This guide walks through building a production-ready streaming chat application with AI SDK 6 and Next.js. We cover setup, streaming chat, structured output, tool calling, multi-provider configuration, error handling, and deployment. Every code example is production-tested and follows the patterns used in real applications serving thousands of users.
What Changed in AI SDK 6
AI SDK 6 is a major version with significant architectural changes from v5. Understanding what changed and why prevents confusion when migrating existing code or following outdated tutorials. The core philosophy shifted from "make API calls easier" to "make AI a native part of your React application."

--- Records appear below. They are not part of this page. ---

Issue #2084, opened 2019-10-25
UI: filtering on receiver fails when the receiver contains special characters like '+' 


simonpasquier:
While investigating an issue, I've discovered that the UI doesn't work as expected when the receiver name contains meta-characters such as `+`. This is because the API v2 specification says that the `receiver` parameter is interpreted as a regular expression.

![Screenshot_2019-10-25 Alertmanager](https://user-images.githubusercontent.com/2587585/67564635-abd09380-f723-11e9-918f-f08970db22a9.png)

![Screenshot_2019-10-25 Alertmanager(1)](https://user-images.githubusercontent.com/2587585/67564634-abd09380-f723-11e9-9dc2-216d6741cb28.png)

![Screenshot_2019-10-25 Alertmanager(2)](https://user-images.githubusercontent.com/2587585/67564632-abd09380-f723-11e9-8149-b92cfb0006f7.png)

simonpasquier:
Closed by #2090

PR #2090, opened 2019-11-05
fix receiver regex

m-masataka:
I think "/ ... /g" disturb correct matching. 
Remove unnecessary characters.

Related to #2084 .


simonpasquier:
Thanks!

- Server Actions replace API routes — the useChat hook now connects to Server Actions instead of /api/chat endpoints. The old StreamingTextResponse helper is removed in favor of toDataStreamResponse for edge cases
- Unified model interface — the LanguageModelV1 interface is now standard across all providers, making model swapping a one-line change with consistent behavior guarantees
- Native Zod 4 integration — structured output uses Zod schemas directly in generateObject and streamObject calls, with automatic JSON Schema conversion and validation
- Improved tool system — tools now have typed parameters via Zod, automatic execution, multi-step tool calling, and built-in error handling with the tool result passed back to the model
- Provider packages restructured — each provider is a separate package (@ai-sdk/openai, @ai-sdk/anthropic, @ai-sdk/google) with tree-shakeable exports
// app/api/chat/route.ts
import { openai } from "@ai-sdk/openai"
import { streamText } from "ai"
export async function POST(req) {
const { messages } = await req.json()
const result = streamText({
model: openai("gpt-4o"),
messages,
})
return result.toDataStreamResponse()
}
// Separate client component
// must match the API route path
const { messages, input, handleSubmit }
= useChat({ api: "/api/chat" })// app/actions/chat.ts
"use server"
import { openai } from "@ai-sdk/openai"
import { streamText } from "ai"
export async function chat(messages) {
const result = streamText({
model: openai("gpt-4o"),
messages,
})
return result.toDataStream()
}
// Client component
// type-safe, no URL to configure
const { messages, input, handleSubmit }
= useChat({ api: chat })The Server Action approach eliminates several pain points. You no longer need to maintain separate API route files, manually serialize request bodies, or worry about URL path mismatches between client and server. TypeScript validates the connection between your Server Action and your useChat hook at compile time. If you rename a parameter or change the return type, the compiler catches it immediately rather than failing at runtime with a cryptic serialization error.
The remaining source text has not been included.